RECORDS FOR THIS TASK:
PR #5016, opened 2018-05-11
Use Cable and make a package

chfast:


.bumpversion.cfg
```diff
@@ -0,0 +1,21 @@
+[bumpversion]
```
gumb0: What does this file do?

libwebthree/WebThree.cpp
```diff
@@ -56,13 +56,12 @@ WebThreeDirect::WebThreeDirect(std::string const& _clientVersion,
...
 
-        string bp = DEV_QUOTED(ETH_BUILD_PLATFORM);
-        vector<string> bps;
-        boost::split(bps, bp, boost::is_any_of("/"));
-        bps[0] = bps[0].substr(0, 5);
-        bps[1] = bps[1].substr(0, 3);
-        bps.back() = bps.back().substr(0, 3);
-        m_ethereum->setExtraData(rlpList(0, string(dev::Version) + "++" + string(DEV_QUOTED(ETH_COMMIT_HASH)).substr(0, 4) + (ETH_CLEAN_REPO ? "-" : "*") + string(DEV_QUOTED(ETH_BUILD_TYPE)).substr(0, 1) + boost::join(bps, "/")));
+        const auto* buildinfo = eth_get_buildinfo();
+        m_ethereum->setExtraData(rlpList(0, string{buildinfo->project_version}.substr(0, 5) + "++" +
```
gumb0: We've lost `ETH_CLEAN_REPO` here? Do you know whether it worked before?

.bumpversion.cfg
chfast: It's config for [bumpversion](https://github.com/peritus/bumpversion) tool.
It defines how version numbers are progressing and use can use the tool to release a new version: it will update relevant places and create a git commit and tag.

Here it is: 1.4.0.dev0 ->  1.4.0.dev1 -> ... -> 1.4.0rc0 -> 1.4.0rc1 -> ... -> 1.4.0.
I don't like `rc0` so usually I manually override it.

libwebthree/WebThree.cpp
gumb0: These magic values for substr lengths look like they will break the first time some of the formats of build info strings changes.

* * *

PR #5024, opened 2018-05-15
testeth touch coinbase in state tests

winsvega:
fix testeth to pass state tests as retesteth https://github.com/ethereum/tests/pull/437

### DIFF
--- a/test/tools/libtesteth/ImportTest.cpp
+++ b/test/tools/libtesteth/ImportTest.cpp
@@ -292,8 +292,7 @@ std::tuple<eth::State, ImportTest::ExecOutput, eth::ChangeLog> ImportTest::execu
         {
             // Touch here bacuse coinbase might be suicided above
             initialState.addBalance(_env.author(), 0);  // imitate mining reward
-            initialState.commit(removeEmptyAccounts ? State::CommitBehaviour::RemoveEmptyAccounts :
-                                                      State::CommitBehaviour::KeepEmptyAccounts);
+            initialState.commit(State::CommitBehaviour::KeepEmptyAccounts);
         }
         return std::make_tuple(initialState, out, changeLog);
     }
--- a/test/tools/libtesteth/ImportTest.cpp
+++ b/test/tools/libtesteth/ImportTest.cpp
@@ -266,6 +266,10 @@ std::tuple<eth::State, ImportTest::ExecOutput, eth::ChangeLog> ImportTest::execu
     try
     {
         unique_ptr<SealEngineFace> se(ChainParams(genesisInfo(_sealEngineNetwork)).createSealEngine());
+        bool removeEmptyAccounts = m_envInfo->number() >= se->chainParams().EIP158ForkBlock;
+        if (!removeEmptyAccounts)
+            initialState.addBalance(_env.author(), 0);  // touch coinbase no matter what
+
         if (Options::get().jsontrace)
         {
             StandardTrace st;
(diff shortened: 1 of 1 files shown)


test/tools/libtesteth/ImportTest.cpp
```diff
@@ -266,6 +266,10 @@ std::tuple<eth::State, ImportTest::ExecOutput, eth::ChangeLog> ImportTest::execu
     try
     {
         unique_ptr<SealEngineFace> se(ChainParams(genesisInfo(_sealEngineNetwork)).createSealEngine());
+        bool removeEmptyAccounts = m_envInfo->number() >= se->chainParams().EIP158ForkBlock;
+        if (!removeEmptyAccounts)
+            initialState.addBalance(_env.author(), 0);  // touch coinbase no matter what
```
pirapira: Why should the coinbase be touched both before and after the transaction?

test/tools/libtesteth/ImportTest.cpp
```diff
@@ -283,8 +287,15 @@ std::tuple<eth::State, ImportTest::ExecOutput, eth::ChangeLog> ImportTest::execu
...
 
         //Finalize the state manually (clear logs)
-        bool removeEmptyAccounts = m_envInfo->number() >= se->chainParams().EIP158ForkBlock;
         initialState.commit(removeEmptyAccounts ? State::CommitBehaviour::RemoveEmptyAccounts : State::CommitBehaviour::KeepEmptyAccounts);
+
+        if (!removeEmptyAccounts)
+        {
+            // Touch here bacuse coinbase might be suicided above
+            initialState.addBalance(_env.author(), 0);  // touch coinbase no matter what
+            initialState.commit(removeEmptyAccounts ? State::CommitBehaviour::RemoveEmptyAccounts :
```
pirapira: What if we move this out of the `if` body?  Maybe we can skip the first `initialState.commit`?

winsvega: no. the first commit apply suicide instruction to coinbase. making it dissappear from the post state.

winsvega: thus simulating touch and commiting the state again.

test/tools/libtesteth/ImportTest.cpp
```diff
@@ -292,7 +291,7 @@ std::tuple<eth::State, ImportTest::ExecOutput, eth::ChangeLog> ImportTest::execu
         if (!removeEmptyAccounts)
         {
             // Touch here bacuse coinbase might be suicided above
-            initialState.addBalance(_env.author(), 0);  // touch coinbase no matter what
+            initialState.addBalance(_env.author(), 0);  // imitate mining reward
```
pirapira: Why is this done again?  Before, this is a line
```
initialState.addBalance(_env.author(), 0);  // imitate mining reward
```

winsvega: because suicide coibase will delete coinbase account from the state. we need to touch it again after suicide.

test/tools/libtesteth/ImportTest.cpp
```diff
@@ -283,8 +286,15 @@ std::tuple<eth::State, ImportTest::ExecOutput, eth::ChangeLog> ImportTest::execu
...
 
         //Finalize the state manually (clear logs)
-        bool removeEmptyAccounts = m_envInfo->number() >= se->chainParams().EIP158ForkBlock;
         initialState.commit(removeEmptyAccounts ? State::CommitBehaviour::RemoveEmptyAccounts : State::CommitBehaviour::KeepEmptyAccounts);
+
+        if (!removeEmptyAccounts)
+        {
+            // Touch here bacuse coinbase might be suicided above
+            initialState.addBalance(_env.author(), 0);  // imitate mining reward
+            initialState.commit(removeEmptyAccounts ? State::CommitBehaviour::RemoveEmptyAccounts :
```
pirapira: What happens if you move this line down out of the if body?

* * *

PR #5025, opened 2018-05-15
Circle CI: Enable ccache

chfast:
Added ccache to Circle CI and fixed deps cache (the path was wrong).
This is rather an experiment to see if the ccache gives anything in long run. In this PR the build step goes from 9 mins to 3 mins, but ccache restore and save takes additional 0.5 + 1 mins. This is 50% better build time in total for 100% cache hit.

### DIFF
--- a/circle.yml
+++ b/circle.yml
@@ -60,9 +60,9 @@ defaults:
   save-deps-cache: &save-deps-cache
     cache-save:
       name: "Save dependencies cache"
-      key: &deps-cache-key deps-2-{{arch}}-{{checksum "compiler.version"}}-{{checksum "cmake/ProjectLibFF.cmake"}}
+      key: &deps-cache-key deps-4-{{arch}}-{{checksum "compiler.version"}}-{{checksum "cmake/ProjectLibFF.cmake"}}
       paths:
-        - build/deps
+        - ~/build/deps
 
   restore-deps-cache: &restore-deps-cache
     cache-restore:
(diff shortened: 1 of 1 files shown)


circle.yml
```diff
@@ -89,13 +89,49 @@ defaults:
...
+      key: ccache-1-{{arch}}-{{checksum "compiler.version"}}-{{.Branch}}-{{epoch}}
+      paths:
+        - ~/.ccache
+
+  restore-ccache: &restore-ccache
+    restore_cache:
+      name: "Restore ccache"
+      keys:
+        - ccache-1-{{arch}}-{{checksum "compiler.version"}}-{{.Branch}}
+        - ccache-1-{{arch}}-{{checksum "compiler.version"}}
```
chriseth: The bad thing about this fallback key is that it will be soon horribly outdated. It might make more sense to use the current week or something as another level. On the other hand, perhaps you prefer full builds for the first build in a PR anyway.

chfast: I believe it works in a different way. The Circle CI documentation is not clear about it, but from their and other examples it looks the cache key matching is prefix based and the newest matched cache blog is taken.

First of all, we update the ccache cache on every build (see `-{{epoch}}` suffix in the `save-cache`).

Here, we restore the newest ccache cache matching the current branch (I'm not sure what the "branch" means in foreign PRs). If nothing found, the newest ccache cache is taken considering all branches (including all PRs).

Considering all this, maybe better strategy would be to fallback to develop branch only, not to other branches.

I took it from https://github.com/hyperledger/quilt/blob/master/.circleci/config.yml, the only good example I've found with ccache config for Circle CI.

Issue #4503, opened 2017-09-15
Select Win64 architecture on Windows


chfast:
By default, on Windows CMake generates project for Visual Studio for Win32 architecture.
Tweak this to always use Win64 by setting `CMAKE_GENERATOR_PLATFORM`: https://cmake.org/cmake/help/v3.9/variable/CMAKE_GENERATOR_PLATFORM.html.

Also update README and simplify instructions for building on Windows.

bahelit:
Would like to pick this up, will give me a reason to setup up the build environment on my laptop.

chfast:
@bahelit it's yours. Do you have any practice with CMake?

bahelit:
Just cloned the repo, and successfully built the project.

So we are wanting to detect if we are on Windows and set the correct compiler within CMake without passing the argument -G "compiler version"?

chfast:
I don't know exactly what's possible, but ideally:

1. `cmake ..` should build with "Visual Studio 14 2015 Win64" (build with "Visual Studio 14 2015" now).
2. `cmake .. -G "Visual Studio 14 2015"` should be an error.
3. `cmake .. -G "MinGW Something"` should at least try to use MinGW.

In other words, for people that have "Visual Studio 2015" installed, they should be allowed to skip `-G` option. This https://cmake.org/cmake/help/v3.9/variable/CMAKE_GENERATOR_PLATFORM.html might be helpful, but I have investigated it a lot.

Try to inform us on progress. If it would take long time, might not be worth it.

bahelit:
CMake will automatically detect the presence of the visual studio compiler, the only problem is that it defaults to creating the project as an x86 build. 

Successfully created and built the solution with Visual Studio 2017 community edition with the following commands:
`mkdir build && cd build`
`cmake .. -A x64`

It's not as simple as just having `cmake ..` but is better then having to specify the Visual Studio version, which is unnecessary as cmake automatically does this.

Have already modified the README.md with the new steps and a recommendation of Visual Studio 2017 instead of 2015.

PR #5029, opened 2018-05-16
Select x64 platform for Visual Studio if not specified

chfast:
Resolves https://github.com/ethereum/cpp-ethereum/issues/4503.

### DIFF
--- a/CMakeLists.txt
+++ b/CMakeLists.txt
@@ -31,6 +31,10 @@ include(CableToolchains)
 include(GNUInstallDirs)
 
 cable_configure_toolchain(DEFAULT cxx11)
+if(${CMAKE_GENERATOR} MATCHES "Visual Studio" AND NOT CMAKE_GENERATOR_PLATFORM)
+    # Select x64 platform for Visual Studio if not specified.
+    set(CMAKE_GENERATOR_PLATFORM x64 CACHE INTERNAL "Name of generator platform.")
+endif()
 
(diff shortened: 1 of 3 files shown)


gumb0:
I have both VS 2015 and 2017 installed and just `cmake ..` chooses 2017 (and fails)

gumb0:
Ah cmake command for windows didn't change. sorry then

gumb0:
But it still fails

TASK REQUIREMENTS: If a line in the records above contains "about", copy that line.

WRITTEN REPLY:
chriseth: The bad thing about this fallback key is that it will be soon horribly outdated. It might make more sense to use the current week or something as another level. On the other hand, perhaps you prefer full builds for the first build in a PR anyway.
chfast: I believe it works in a different way. The Circle CI documentation is not clear about it, but from their and other examples it looks the cache key matching is prefix based and the newest matched cache blog is taken.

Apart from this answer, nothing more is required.